DATA EXTRACT -

Issue #2440, opened 2021-12-30
proposal: add a way to exclude rules only for non-test code


ashanbrown:
### Your feature request related to a problem? Please describe.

AIM OF THE EXERCISE -
Please retype all of the data above exactly as written.

THE COMPLETED TASK -
Issue #2440, opened 2021-12-30
proposal: add a way to exclude rules only for non-test code


ashanbrown:
### Your feature request related to a problem? Please describe.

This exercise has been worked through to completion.